Kandy is a major city in Sri Lanka located in the Central Province. It was the last capital of the ancient kings' era of Sri Lanka; the city lies in the midst of hills in the Kandy plateau, which crosses an area of tropical plantations tea. Kandy is both an administrative and religious city and is the capital of the Central Province. Kandy is the home of The Temple of the Tooth Relic, one of the most sacred places of worship in the Buddhist world, it was declared a world heritage site by UNESCO in 1988. The city and the region has been known by many different versions of those names; some scholars suggest that the original name of Kandy was Katubulu Nuwara located near present Watapuluwa. However, the more popular historical name is Senkadagala or Senkadagalapura Senkadagala Siriwardhana Maha Nuwara shortened to'Maha Nuwara'. According to folklore, this name originated from one of the several possible sources. One being the city was named after a brahmin with the name Senkanda who lived in a cave near by, another being a queen of Vikramabahu III was named Senkanda, after a coloured stone named Senkadagala.

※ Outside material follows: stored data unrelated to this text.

PR #741, opened 2025-01-31
Fix new lecture creation

### LINKED ISSUE #739: Lecture creation for course editors broken on course edit page
The following bug in production was reported by a user: If you are a course editor and try to create a new lecture on the courses#edit page
(using the "plus" button), nothing happens when actually a modal should open. This is probably an error that comes from the voucher PR, we might have missed this dialogue back then. I guess it has not been noticed until now because most editors create new lectutres directly on the admin main page (where it works)

Splines:
Closes #739. The problem was a wrong `multiple: true` statement introduced in the 2nd voucher PR #671. [Beforehand](https://github.com/MaMpf-HD/mampf/blob/af47a3f052bb20843bf945a31fddb95524c9b8c7/app/views/lectures/edit/_people.html.erb#L12-L25) this attribute wasn't set and thus defaulted to `false` (like it is supposed to be).

I've also added a new cypress test to test that admins can create new lectures. To do so in an empty database, I had to give admins the ability for this, even when they are not course editors. (In the future, we could think of simply giving admins rights to every endpoint.) I've also had to adjust another test that made use of the helper function where the `multiple: true` was used. In that case, the behavior was a bit broken too, since we allowed users to select multiple teachers although just one is accepted by the backend. 

Out of scope:
- In the test, I had to select an option from a TomSelect dropdown. I've added a respective cypress command that we can reuse from now on.
- I also added a missing right to `docker buildx`.
- Furthermore, we set the `experimentalRunAllSpecs` flag to true such that we can through _all_ cypress tests at once locally.


fosterfarrell9 (approved):
LGTM.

The Kingdom of Kandy has been known by various names. The English name Kandy, which originated during the colonial era, is derived from an anglicised version of the Sinhala Kanda Uda Rata or Kanda Uda Pas Rata; the Portuguese shortened this to "Candea", using the name for its capital. In Sinhala, Kandy is called Maha nuwara, meaning "Great City" or "Capital", although this is most shortened to Nuwara. Historical records suggest that Kandy was first established by the Vikramabahu III, the monarch of the Kingdom of Gampola, north of the present city, named Senkadagalapura at the time. Sena Sammatha Wickramabahu was the first king of the Kingdom of Kandy, he was a royal from the Kotte Royal Blood line and ruled Kandy as a semi-independent kingdom under the Kingdom of Kotte, making it the new capital of the Kandyan Kingdom. Sena Sammatha Wickramabahu was followed by his son Jayaweera Astana and by Karaliyadde Bandara, succeeded by his daughter Dona Catherina of Kandy. Dona Catherina was succeeded by Rajasinha I.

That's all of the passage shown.